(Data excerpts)
------------------------------------

PR #73, opened 2023-05-22
Add ead processing mechanics

geonnave:
Work in progress.

- Introduces a new feature called `ead-zeroconf`, which enables the zero conf implementation
- For now at least, it also needs a `ead-none` feature, which is used when no EAD is to be used

How to test:

```
RUST_BACKTRACE=1 cargo test --no-default-features --package edhoc-rs --package edhoc-crypto --package edhoc-hacspec --package edhoc-consts --features="hacspec-psa, ead-zeroconf" --no-fail-fast test
```

### DIFF
--- a/hacspec/src/lib.rs
+++ b/hacspec/src/lib.rs
@@ -23,7 +23,7 @@ pub fn edhoc_exporter(
         _h_message_1,
         _th_3,
         _ead_init_handler,
-        _ead_rcvr_handler,
+        ead_resp_handler,
     ) = state;
 
     let mut output = BytesMaxBuffer::new();
@@ -74,7 +74,10 @@ pub fn r_process_message_1(
                 {
                     // Step 3: If EAD is present make it available to the application
                     if let Some(mut ead_handler) = ead_resp_handler {
-                        ead_handler.state = (ead_handler.process_ead1_cb)(message_1.to_public_buffer(), ead_handler.state);
+                        ead_handler.state = (ead_handler.process_ead1_cb)(
+                            message_1.to_public_buffer(),
+                            ead_handler.state,
+                        );
                         ead_resp_handler = Some(ead_handler);
                     }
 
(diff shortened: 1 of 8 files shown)


geonnave:
There are a few things still to improve, but could already receive a review.

Main things to improve:
- [ ] code duplication in EAD processing
- [ ] use smaller buffer sizes (using `const generics` would be ideal, see if it can be used with `hacspec`)

hacspec/src/lib.rs
```diff
@@ -232,72 +278,115 @@ pub fn r_process_message_3(
...
+                        }
+                    } else {
+                        error = EDHOCError::UnknownPeer;
+                    }
+                } else {
+                    error = EDHOCError::EADHandlingFailed;
                 }
             } else {
-                error = EDHOCError::UnknownPeer;
+                error = decoded_p3_res.unwrap_err();
```
geonnave, line 389: Undo this change.

malishav (commented):
I have three high-level comments on this PR:

1) We should split the PR into two PRs. One for parsing and encoding routines on EAD items, which seems almost ready to merge, and another one for the mechanics on EAD handlers and EAD processing in top-level processing functions.

2) From parsing routines, could you return a tuple (int, ByfferEadN) where integer corresponds to the EAD label. Based on this label, we should be able to know whether we support the processing of the current EAD item. Now, you do partial parsing in the parsing routines and partial in the top-level e.g. process_message_3 routine (Line 299 in `hacspec/src/lib.rs`. We should avoid that.

3) EAD structs that you currently define in crate `consts` should really live in a separate crate, without the need to define `ead-none`  and `ead-zeroconf` features on both `hacspec` crate and `consts` crate. I would propose creating a directory/crate `ead`, just like it is done for `crypto` and `consts` and in that crate have a top-level `lib.rs` which simply multiplexes between `ead-none` and `ead-zeroconf` based on the defined feature *on that `ead` crate*. Then, each EAD item handler should be a separate file within that crate: `ead-none` and `ead-zeroconf` at the moment. By default, that crate compiles for `ead-none`, and none-handlers are imported. If that crate is compiled with `ead-zeroconf` feature, then different handlers are imported.

PR #74, opened 2023-05-26
Parse ead items

geonnave:
Parse and encode EAD items in messages 1, 2, and 3.

Implemented in hacspec version, ready for review. After the review I will bring the changes to the Rust version.

### DIFF
--- a/consts/src/lib.rs
+++ b/consts/src/lib.rs
@@ -110,6 +110,14 @@ mod common {
 mod rust {
     use super::common::*;
 
+    #[derive(Debug)]
+    pub struct EADItem {
+        pub label: u8,
+        pub is_critical: bool,
+        // TODO[ead]: have adjustable (smaller) length for this buffer
+        pub value: Option<EdhocMessageBuffer>,
+    }
+
     pub type U8 = u8;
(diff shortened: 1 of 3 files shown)


geonnave:
I added parsing of the ead label and value (for now only in parse_message_1), with the caveat that it assumes only one EAD item.

consts/src/lib.rs
```diff
@@ -210,7 +210,22 @@ mod hacspec {
         }
     }
 
-    array!(BytesEad2, 0, U8);
+    #[derive(Debug)]
+    pub struct BufferEAD {
```
malishav, line 214: Let's call it `EADItem` to be consistent with the spec

malishav:
Great! Make sure just that you do not duplicate the parsing code, since this will be the same for other EAD items.

consts/src/lib.rs
```diff
@@ -210,7 +210,22 @@ mod hacspec {
...
+        pub label: i8,
+        pub value: EdhocMessageBufferHacspec,
```
malishav, line 216: Should `value` be an `Option`? It is optionally specified in the spec

geonnave:
All should be ready now.

PR #84, opened 2023-06-20
Enable integration with C projects

geonnave:
The approach is as follows:

- modify `Cargo.toml` to also generate a static library (`libedhoc_rs.a`)
- build a FFI-friendly wrapper, so that the relevant functions can be called with C types
- annotate functions with `#[no_mangle] pub extern "C"` and structs with `#[repr(C)]`
- configure [cbindgen](https://github.com/mozilla/cbindgen) so that it automatically generates C headers for the FFI-friendly wrapper
  - ~~it runs automatically on every build (cbindgen is configured in `build.rs`)~~

~~Now every build will also build the static library and the appropriate headers.~~

A script is provided to facilitate the generation of static library and the headers. Example usage:
```bash
./build_for_c.sh rust-cryptocell310
```

Here is the basic usage form C:

```c
static const uint8_t ID_CRED_I[] = "a104412b";
static const uint8_t ID_CRED_R[] = "a104410a";
static const uint8_t CRED_I[] = "A2027734322D35302D33312D46462D45462D33372D33322D333908A101A5010202412B2001215820AC75E9ECE3E50BFC8ED60399889522405C47BF16DF96660A41298CB4307F7EB62258206E5DE611388A4B8A8211334AC7D37ECB52A387D257E6DB3C2A93DF21FF3AFFC8";
static const uint8_t G_I[] = "ac75e9ece3e50bfc8ed60399889522405c47bf16df96660a41298cb4307f7eb6";
static const uint8_t CRED_R[] = "A2026008A101A5010202410A2001215820BBC34960526EA4D32E940CAD2A234148DDC21791A12AFBCBAC93622046DD44F02258204519E257236B2A0CE2023F0931F1F386CA7AFDA64FCDE0108C224C51EABF6072";
static const uint8_t R[] = "72cc4761dbd4c78f758931aa589d348d1ef874a7e303ede2f140dcf3e6aa4aac";
static const uint8_t I[] = "fb13adeb6518cee5f88417660841142e830a81fe334380a953406a1305e8706b";
static const uint8_t G_R[] = "bbc34960526ea4d32e940cad2a234148ddc21791a12afbcbac93622046dd44f0";

RustEdhocInitiatorC initiator = initiator_new(I, 32*2, G_R, 32*2, ID_CRED_I, 4*2, CRED_I, 107*2, ID_CRED_R, 4*2, CRED_R, 84*2);
RustEdhocResponderC responder = responder_new(R, 32*2, G_I, 32*2, ID_CRED_I, 4*2, CRED_I, 107*2, ID_CRED_R, 4*2, CRED_R, 84*2);

EdhocMessageBuffer message_1;
initiator_prepare_message_1(&initiator, &message_1);
responder_process_message_1(&responder, &message_1);
EdhocMessageBuffer message_2;
uint8_t c_r_sent;
responder_prepare_message_2(&responder, &message_2, &c_r_sent);
uint8_t c_r_received;
initiator_process_message_2(&initiator, &message_2, &c_r_received);
EdhocMessageBuffer message_3;
uint8_t prk_out_initiator[SHA256_DIGEST_LEN];
initiator_prepare_message_3(&initiator, &message_3, prk_out_initiator);
uint8_t prk_out_responder[SHA256_DIGEST_LEN];
responder_process_message_3(&responder, &message_3, prk_out_responder);
```


geonnave:
Some demo code is available in the `DotBot-firmware` repository, in the [integrate-edhoc-rs](https://github.com/geonnave/DotBot-firmware/tree/integrate-edhoc-rs) branch.

include/edhoc_rs.h
```diff
@@ -0,0 +1,93 @@
+/*
```
malishav, line 1: I don't understand why is this file included in the repo when it seems to be generated on the fly by the `build_for_c.sh` script?

include/edhoc_consts.h
```diff
@@ -0,0 +1,97 @@
+/*
```
malishav, line 1: Same comment as for `edhoc_rs.h`. Why do you include this in the repo when it should be generated on the fly?

examples/c-wrapper-riot/main.c
```diff
@@ -0,0 +1,62 @@
...
+    EdhocMessageBuffer message_3;
+    uint8_t prk_out_initiator[SHA256_DIGEST_LEN];
+    initiator_prepare_message_3(&initiator, &message_3, &prk_out_initiator);
+    uint8_t prk_out_responder[SHA256_DIGEST_LEN];
+    responder_process_message_3(&responder, &message_3, &prk_out_responder);
+
+    printf("\nprk_out_initiator: \n");
+    od_hex_dump(prk_out_initiator, SHA256_DIGEST_LEN, OD_WIDTH_DEFAULT);
+    printf("\nprk_out_responder: \n");
+    od_hex_dump(prk_out_responder, SHA256_DIGEST_LEN, OD_WIDTH_DEFAULT);
```
malishav, line 57: Wouldn't it make sense here to do a `memcmp` of `prk_out_responder` and `prk_out_initiator` and return 1 if they don't match, 0 if all ok?

lib/Cargo.toml
```diff
@@ -15,16 +15,24 @@ hacspec-lib = { version = "0.1.0-beta.1", default-features = false, optional = t
...
+[build-dependencies]
+cbindgen = "0.24.5"
 
 [features]
 default = [ "edhoc-ead/ead-none" ]
 hacspec-hacspec = ["hacspec-lib/std", "edhoc-hacspec", "edhoc-crypto/hacspec", "edhoc-consts/hacspec" ]
 hacspec-cc2538 = ["hacspec-lib/alloc", "edhoc-hacspec", "edhoc-crypto/cc2538", "edhoc-consts/hacspec" ] # FIXME: stubs
-hacspec-psa = ["hacspec-lib/alloc", "edhoc-hacspec", "edhoc-crypto/psa", "edhoc-consts/hacspec" ]
-hacspec-psa-baremetal = ["hacspec-psa", "edhoc-crypto/psa-baremetal", "edhoc-consts/hacspec" ]
+hacspec-psa = ["hacspec-lib/alloc", "edhoc-hacspec", "edhoc-crypto/psa", "edhoc-consts/hacspec", "embedded-alloc" ]
```
malishav, line 28: I am missing why is it needed to add `embedded-alloc` as a dependency in this file?

malishav (commented):
Thanks for the PR, it seems almost ready to fly. Couple of questions inline, some are mainly for my understanding.

include/edhoc_rs.h
geonnave: Yes, I just wanted to put the header files _somewhere_. Maybe:
- move the generated include folder to `./target/include` and
- add to the releases as a generated artefact, just like the fstar files?

include/edhoc_consts.h
geonnave: Same as above.

examples/c-wrapper-riot/Makefile
```diff
@@ -0,0 +1,27 @@
...
+endif
+
+# This is actually only needed in the RUST_CRYPTOCELL310 configuration
+CFLAGS += -DTHREAD_STACKSIZE_DEFAULT=16384 -DISR_STACKSIZE=16384
+
+USEMODULE += od
+USEMODULE += ps
+
+# This has to be the absolute path to the RIOT base directory:
+RIOTBASE ?= $(CURDIR)/../../../RIOT
```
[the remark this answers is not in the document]
geonnave: Yes I am making that assumption. Added an explanation to the README.

include/edhoc_rs.h
geonnave: Moved to `target/include`.

examples/c-wrapper-riot/main.c
geonnave: Agree, done.

lib/Cargo.toml
geonnave: This is a remnant of when I was trying to have `staticlib` always in Cargo.toml (as opposed to only addding it when I want to build the static library, using `build_for_c.sh`).

It is not needed anymore, good catch.

lib/Cargo.toml
```diff
@@ -15,6 +15,10 @@ hacspec-lib = { version = "0.1.0-beta.1", default-features = false, optional = t
 edhoc-crypto = { path = "../crypto", default-features = false }
 edhoc-consts = { path = "../consts", default-features = false }
 edhoc-ead = { path = "../ead", default-features = false }
+panic-semihosting = { version = "0.6.0", features = ["exit"], optional = true }
```
malishav, line 18: Why do you need `panic-semihosting` here? Can it also be removed?

geonnave: When I try to remove it, the `staticlib` build complains that it needs a panic handler. One alternative would be just having an empty panic handler with `loop {}`, but I don't know if it can be replace by a better one later in the application, so I decided to put this in the lib.

But I think I can check about whether an application-defined panic holder would override an empty one.

PR #187, opened 2015-05-14
only start slave mesos   when: mesos_install_mode == slave

enxebre:


tayzlor:
we should probably add a spec test to test that the slave isnt running on the master

Issue #181, opened 2015-05-13
Improve zookeeper spec tests


tayzlor:
we can add tests for 

- zookeeper conf file
- zookeeper id file
- zookeeper consul service description

tayzlor:
Closing via #192

PR #192, opened 2015-05-14
#181 - zookeeper spec tests

tayzlor:


tests/spec/zookeeper/zookeeper_spec.rb
```diff
@@ -7,3 +7,22 @@
 describe port(2181) do
   it { should be_listening }
 end
```
asnaedae: How about a command() test for "echo ruok | nc 127.0.0.1 2181"?

tayzlor: yep, will add it in, cheers!

Issue #176, opened 2015-05-13
Improve consul spec tests


tayzlor:
We can add the following checks - 

- consul ports - DNS/Leader/HTTP
- consul config files
- override files have gone

tayzlor:
Closed via https://github.com/Capgemini/Apollo/pull/195

PR #195, opened 2015-05-14
Made a start to #176 - consul specs

tayzlor:
Made a start on this. 

We need to think about how we are going to split tests for agent/server mode (which have slightly different configs). Any thoughts?


asnaedae:
Benefit of splitting the tests would be using host() and be_reachable which can check that there's connectivity between nodes (or correct firewall rules)

tayzlor:
LGTM

Issue #109, opened 2015-04-27
Create an AWS public cloud terraform plan


tayzlor:
We already have the VPC. lets do a pure public cloud version (similar to digitalocean one) for demo purposes.

tayzlor:
Closing via https://github.com/Capgemini/Apollo/pull/198

PR #198, opened 2015-05-15
Initial commit #109 - aws public TF plan

tayzlor:
Still work to do here, opening for initial feedback and if anyone else feels like completing it.
Guess this will just be used primarily for demos / test harness. Maybe we could even lower the barrier here and do away with Atlas integration?

- [ ] Test TF plan (and fix any outstanding bugs)
- [x] Add bootstrap scripts to provision on AWS
- [ ] Add docs


tayzlor:
tagging tests as might be handy for an integration test with AWS.

wallies:
This might cause you an issue
security_groups - (Optional) A list of security group IDs or names to associate with. If you are within a VPC, you'll need to use the security group ID. Otherwise, for EC2, use the security group name.

wallies:
got it working. Only bug is when you run bootstrap/apollo-down.sh it asks for values, is this expected?

enxebre:
"Only bug is when you run bootstrap/apollo-down.sh it asks for values" is unrelated see https://github.com/Capgemini/Apollo/pull/219/files

enxebre:
See https://github.com/Capgemini/Apollo/pull/234

tayzlor:
I've got the following issues - 

**AWS VPC**

- No nodes/services available in Consul UI. 

**Digitalocean** 

- No slaves Registered in Mesos
- Mesos redirect to master redirects to the hostname instead of the IP address

PR #203, opened 2015-05-17
Capture only first row of terraform --version output

enxebre:


enxebre:
Terraform version returns "Terraform v0.5.0

Your version of Terraform is out of date! The latest version
is 0.5.1. You can update by downloading from www.terraform.io"

When not using latest version. Need to suit script for capturing v0.5.0

PR #206, opened 2015-05-18
pipelining=True timeout = 15 ins ansible.cfg for performance improvement.

enxebre:


tayzlor:
Do we want to tweak - http://docs.ansible.com/intro_configuration.html#forks ?

Also should we enable ```gather_hosts: smart``` http://docs.ansible.com/intro_configuration.html#gathering ?

Your formatting is a bit weird on the pipelining bit (no spaces either side of the =)

enxebre:
Increase forks could potentially cause more network issues as more network network will be required by default. The default value is 5 and we only have 3 hosts (by default) that we want to run in parallel so 5 should be enough.

tayzlor:
:+1:

Issue #180, opened 2015-05-13
Improve weave spec tests


tayzlor:
At the moment we only test the bridge. We could -

- test for the container
- test docker options for weave
- test the network interfaces file

tayzlor:
Closing via https://github.com/Capgemini/Apollo/pull/208

PR #208, opened 2015-05-18
#180 - Add weave spec tests

tayzlor:


roles/weave/tasks/main.yml
```diff
@@ -27,14 +30,18 @@
...
     - weave
 
 - name: configure weave bridge for docker
   sudo: yes
-  lineinfile: "dest=/etc/default/docker state=present regexp=^DOCKER_OPTS= line='DOCKER_OPTS=\"{{ weave_docker_opts }}\"'"
+  lineinfile:
+   dest: /etc/default/docker
+   state: present
+   regexp: ^DOCKER_OPTS=
+   line: DOCKER_OPTS=\"{{ weave_docker_opts }}\"
```
wallies: Will this still work if we add docker options in other areas e.g. private dockerhub, storage options etc.

tayzlor: potentially not but we can cross that bridge when we come to it

PR #216, opened 2015-05-19
moving weave into and upstart script

enxebre:


roles/weave/templates/weave.conf.j2
```diff
@@ -0,0 +1,21 @@
...
+ [ -e /etc/default/weave ] && . /etc/default/weave
+ ${WEAVE} launch ${PEERS}
+ exec /usr/bin/docker logs -f weave
+end script
+
+pre-stop exec ${WEAVE} stop
+
+respawn
+respawn limit 10 10
+kill timeout 10
```
tayzlor: needs a new line EOF

roles/weave/tasks/main.yml
```diff
@@ -6,19 +6,13 @@
...
     - weave
 
-- name: Start up docker
-  service:
-    name: docker
-    state: started
-  tags:
-    - weave
+# Start docker as it is a requirement for weave create-bridge.
+- service: name=docker state=started
```
tayzlor: can we keep this like - 

```
service:
  name: docker
  state: started
```

roles/weave/tasks/main.yml
```diff
@@ -29,21 +23,29 @@
   tags:
     - weave
 
+# Create weave bridge.
 - name: bring up weave bridge
   command: ifup weave
   sudo: yes
+
+- name: upload weave template service
```
tayzlor: this gets uploaded here (will the service get started, as part of some notify handler?) might be better to jig the order so this is before the docker start (incase there is no notify handler)??

enxebre: The script is uploaded here. Dont need any notify as it has:
"start on started docker"
It is only going to be run onces docker restart in the next task

tayzlor:
LGTM

roles/weave/tasks/main.yml
```diff
@@ -6,19 +6,15 @@
...
   tags:
     - weave
 
-- name: Start up docker
-  service:
+# Start docker as it is a requirement for weave create-bridge.
+- service:
     name: docker
     state: started
-  tags:
```
tayzlor: any reason to remove the tags here?

tayzlor:
just realised we probably need to update the spec tests here

PR #221, opened 2015-05-20
Udacity bootstrap aws fixes

pmbauer:
1) `-F ssh.config` needs set in the ProxyCommand too, otherwise we can't
use the nat as an ssh proxy, 10.* addresses get added to known_hosts on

------------------------------------

*Instructions to follow*
In the data above, start at the line that has "roles/weave/templates/weave.conf.j2", stop after the line that has "otherwise we can't", and print every line in between exactly as it stands.

*Task solution*
roles/weave/templates/weave.conf.j2
```diff
@@ -0,0 +1,21 @@
...
+ [ -e /etc/default/weave ] && . /etc/default/weave
+ ${WEAVE} launch ${PEERS}
+ exec /usr/bin/docker logs -f weave
+end script
+
+pre-stop exec ${WEAVE} stop
+
+respawn
+respawn limit 10 10
+kill timeout 10
```
tayzlor: needs a new line EOF

roles/weave/tasks/main.yml
```diff
@@ -6,19 +6,13 @@
...
     - weave
 
-- name: Start up docker
-  service:
-    name: docker
-    state: started
-  tags:
-    - weave
+# Start docker as it is a requirement for weave create-bridge.
+- service: name=docker state=started
```
tayzlor: can we keep this like - 

```
service:
  name: docker
  state: started
```

roles/weave/tasks/main.yml
```diff
@@ -29,21 +23,29 @@
   tags:
     - weave
 
+# Create weave bridge.
 - name: bring up weave bridge
   command: ifup weave
   sudo: yes
+
+- name: upload weave template service
```
tayzlor: this gets uploaded here (will the service get started, as part of some notify handler?) might be better to jig the order so this is before the docker start (incase there is no notify handler)??

enxebre: The script is uploaded here. Dont need any notify as it has:
"start on started docker"
It is only going to be run onces docker restart in the next task

tayzlor:
LGTM

roles/weave/tasks/main.yml
```diff
@@ -6,19 +6,15 @@
...
   tags:
     - weave
 
-- name: Start up docker
-  service:
+# Start docker as it is a requirement for weave create-bridge.
+- service:
     name: docker
     state: started
-  tags:
```
tayzlor: any reason to remove the tags here?

tayzlor:
just realised we probably need to update the spec tests here

PR #221, opened 2015-05-20
Udacity bootstrap aws fixes

pmbauer:
1) `-F ssh.config` needs set in the ProxyCommand too, otherwise we can't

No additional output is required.